#### [TASK DESCRIPTION]
Set down the records again. Every word and mark must match exactly.

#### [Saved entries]
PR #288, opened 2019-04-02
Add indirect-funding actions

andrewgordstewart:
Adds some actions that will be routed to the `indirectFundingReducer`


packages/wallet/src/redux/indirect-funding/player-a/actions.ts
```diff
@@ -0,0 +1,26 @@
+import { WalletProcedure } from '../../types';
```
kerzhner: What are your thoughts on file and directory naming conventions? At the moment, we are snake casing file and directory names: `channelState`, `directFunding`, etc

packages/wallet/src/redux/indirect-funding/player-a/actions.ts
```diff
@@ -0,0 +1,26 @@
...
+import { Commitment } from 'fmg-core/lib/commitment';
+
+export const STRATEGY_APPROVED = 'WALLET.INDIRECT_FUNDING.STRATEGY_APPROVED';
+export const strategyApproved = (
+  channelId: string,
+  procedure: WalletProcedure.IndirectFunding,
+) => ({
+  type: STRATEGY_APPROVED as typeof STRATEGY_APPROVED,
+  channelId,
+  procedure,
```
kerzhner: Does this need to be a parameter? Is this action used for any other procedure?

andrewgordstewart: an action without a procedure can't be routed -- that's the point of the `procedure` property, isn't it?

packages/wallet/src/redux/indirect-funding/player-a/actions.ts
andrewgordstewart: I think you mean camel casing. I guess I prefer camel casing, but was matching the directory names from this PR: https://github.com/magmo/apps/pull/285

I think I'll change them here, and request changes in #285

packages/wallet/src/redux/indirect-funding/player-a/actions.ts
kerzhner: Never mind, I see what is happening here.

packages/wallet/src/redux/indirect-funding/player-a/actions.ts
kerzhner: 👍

#### [RESULT FOR THIS TASK]
PR #288, opened 2019-04-02
Add indirect-funding actions

andrewgordstewart:
Adds some actions that will be routed to the `indirectFundingReducer`


packages/wallet/src/redux/indirect-funding/player-a/actions.ts
```diff
@@ -0,0 +1,26 @@
+import { WalletProcedure } from '../../types';
```
kerzhner: What are your thoughts on file and directory naming conventions? At the moment, we are snake casing file and directory names: `channelState`, `directFunding`, etc

packages/wallet/src/redux/indirect-funding/player-a/actions.ts
```diff
@@ -0,0 +1,26 @@
...
+import { Commitment } from 'fmg-core/lib/commitment';
+
+export const STRATEGY_APPROVED = 'WALLET.INDIRECT_FUNDING.STRATEGY_APPROVED';
+export const strategyApproved = (
+  channelId: string,
+  procedure: WalletProcedure.IndirectFunding,
+) => ({
+  type: STRATEGY_APPROVED as typeof STRATEGY_APPROVED,
+  channelId,
+  procedure,
```
kerzhner: Does this need to be a parameter? Is this action used for any other procedure?

andrewgordstewart: an action without a procedure can't be routed -- that's the point of the `procedure` property, isn't it?

packages/wallet/src/redux/indirect-funding/player-a/actions.ts
andrewgordstewart: I think you mean camel casing. I guess I prefer camel casing, but was matching the directory names from this PR: https://github.com/magmo/apps/pull/285

I think I'll change them here, and request changes in #285

packages/wallet/src/redux/indirect-funding/player-a/actions.ts
kerzhner: Never mind, I see what is happening here.

packages/wallet/src/redux/indirect-funding/player-a/actions.ts
kerzhner: 👍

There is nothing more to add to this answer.